* **Data**:

PR #1895, opened 2025-10-30
imagepuller: cache individual layers

burgerdev:
Before this PR, the imagepuller was only caching full images. If two different images shared layers, these would be downloaded two times.

With this change, we're switching the underlying layer storage engine (from podman to umoci), such that we have finer control over the storage layout. This allows storing the layers in independent, content-addressed directories, which can then be reused when assembling images.

---

Note to developers: 
 
* I removed the digest checks in the layer pull paths, because they are already implemented in go-containerregistry, as demonstrated by the evil registry test.
* Using `compress/gzip` instead of `pgzip` causes a pull time regression north of 30%.
* Contexts are not propagated, which causes the pull to continue even if the agent gave up. This is unchanged from before, but we should tackle this soon.
* Before this change, manifests were cached implicitly, because the images were tagged with the manifest digest. Now, we are pulling the manifest each time, even if we are pulling the same image twice. This is not critical, as manifests are on the order of kB, but we should eventually cache them, too.
* [2/3 benchmark runs show no regression](https://github.com/edgelesssys/contrast/actions/runs/18943296218)


imagepuller/internal/service/service.go
```diff
@@ -57,58 +63,53 @@ func (s *ImagePullerService) PullImage(ctx context.Context, r *api.ImagePullRequ
...
+		return nil, fmt.Errorf("listing layers: %w", err)
 	}
-	if err := s.Store.AddNames(newImg.ID, []string{r.ImageUrl}); err != nil {
-		return nil, fmt.Errorf("adding image url as image name: %w", err)
+	for i, l := range remoteLayers {
+		digest, err := l.Digest()
+		if err != nil {
+			return nil, fmt.Errorf("getting digest of layer %d: %w", i, err)
+		}
+		layers = append(layers, digest.String())
```
charludo: It appears to me that this might reasonably be moved into the `storeAndVerifyLayers` func, i.e. store layers, then return the list of layers. That would also make it easier to add some unittests to the existing ones for this function which are checking that all wanted layers are being returned, regardless of whether they were pulled just now or in a previous image's pull.

imagepuller/internal/service/verify.go
```diff
@@ -84,52 +85,32 @@ func (s *ImagePullerService) getAndVerifyImage(ctx context.Context, log *slog.Lo
 	return remoteImg, nil
 }
 
-func (s *ImagePullerService) storeAndVerifyLayers(log *slog.Logger, remoteImg gcr.Image) (string, error) {
+func (s *ImagePullerService) storeAndVerifyLayers(log *slog.Logger, remoteImg gcr.Image) error {
```
charludo: The name is not really fitting anymore, since we don't do manual digest checks any longer.

Maybe this should even be moved into the new `store` package, as `store.Store(gcr.Image)` or `store.StoreDeduplicated(...)`?

imagepuller/internal/service/verify.go
```diff
@@ -84,52 +85,32 @@ func (s *ImagePullerService) getAndVerifyImage(ctx context.Context, log *slog.Lo
...
+		return fmt.Errorf("obtaining image manifest: %w", err)
 	}
 
-	previousLayer := ""
-	for idx, layer := range layers {
-		rc, err := layer.Compressed()
-		if err != nil {
-			return "", fmt.Errorf("reading layer %d: %w", idx, err)
-		}
+	// TODO(burgerdev): pass a context here?
```
charludo, line 94: I might be missing something here, but it seems like we should quite easily be able to pass in the context from `PullImage` here?

imagepuller/internal/store/store.go
```diff
@@ -0,0 +1,132 @@
...
+	return nil
+}
+
+// getDecompressedReader returns a reader for the uncompressed layer tarball.
+// Its Close method must be called after unpacking finished.
+//
+// While we could be using remoteLayer.Uncompressed(), the gcr implementation currently uses gzip
+// from the stdlib, which causes a significant performance hit compared to pgzip. This is why we
+// decompress here.
+func getDecompressedReader(remoteLayer gcr.Layer) (io.ReadCloser, error) {
```
charludo, line 90: I'd really appreciate some unittests for this package. Seems to me it's otherwise easy to get something wrong here in future iterations 😅

imagepuller/internal/service/verify.go
burgerdev: I'd prefer to do this in a separate PR.

imagepuller/internal/service/service.go
burgerdev: Done

imagepuller/internal/service/verify.go
burgerdev: I'd like to keep the `Store` layer-based, so I'm keeping this function for dealing with a list of layers, but with a more appropriate name.

imagepuller/internal/store/store.go
burgerdev: Implemented

PR #1896, opened 2025-11-01
dev-docs: how does CDI work?

burgerdev:


dev-docs/nvidia/cdi.md
```diff
@@ -0,0 +1,145 @@
...
+
+## Kata runtime
+
+When the Kata runtime receives a `CreateSandbox` request, it [looks specifically for CDI annotations](https://github.com/kata-containers/kata-containers/blob/c75a46d17f800e1d825aca31c62c7bf3f44ca8b1/src/runtime/pkg/containerd-shim-v2/create.go#L111-L125).
+This results in the pause container receiving the same device edits as the main container did, but from the CDI spec instead of the device plugin.
+With this information, Kata can set up the VM with the GPU plugged in.
+It also [stores a list of devices attached to the VM](https://github.com/kata-containers/kata-containers/blob/c75a46d17f800e1d825aca31c62c7bf3f44ca8b1/src/runtime/virtcontainers/container.go#L1059), linking the host device path with its corresponding guest PCI port.
+
+For every regular container, the Kata agent checks the devices in the OCI spec against the list of attached PCIe devices.
+If there's a match, it [adds a _sibling annotation_](https://github.com/kata-containers/kata-containers/blob/c75a46d17f800e1d825aca31c62c7bf3f44ca8b1/src/runtime/virtcontainers/container.go#L1098-L1111).
```
burgerdev, line 132: @charludo: If we want to go back to the original device assignment, we could replace this check with something that applies more broadly. Maybe not assign the device to every container, but according to env vars (`NVIDIA_VISIBLE_DEVICES` comes to mind).

PR #1898, opened 2025-11-03
imagepuller: swap out toml libraries (BurntSushi -> pelletier)

charludo:
Just noticed that #1853 introduced an (unnecessary) new dependency on `BurntSushi/toml`, where everywhere else we seem to be using `pelletier/go-toml`. As far as the  imagepuller usecase goes, this is a drop-in replacement.

### DIFF
--- a/imagepuller/go.mod
+++ b/imagepuller/go.mod
@@ -3,10 +3,10 @@ module github.com/edgelesssys/contrast/imagepuller
 go 1.25.0
 
 require (
-	github.com/BurntSushi/toml v1.5.0
 	github.com/containerd/ttrpc v1.2.7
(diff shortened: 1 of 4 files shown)


burgerdev (approved):

imagepuller/go.mod
```diff
@@ -16,6 +16,7 @@ require (
 )
 
 require (
+	github.com/BurntSushi/toml v1.5.0 // indirect
```
katexochen, line 19: looks like it is still used transitively, so not much benefit. Good to keep it consistent anyway.

charludo: True. Seems to come from `go.podman.io/storage/types`.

* **Goal of the exercise**:
Where a line of the entries above holds the word "Maybe", return that line.

* **Task result**:
Maybe this should even be moved into the new `store` package, as `store.Store(gcr.Image)` or `store.StoreDeduplicated(...)`?
burgerdev, line 132: @charludo: If we want to go back to the original device assignment, we could replace this check with something that applies more broadly. Maybe not assign the device to every container, but according to env vars (`NVIDIA_VISIBLE_DEVICES` comes to mind).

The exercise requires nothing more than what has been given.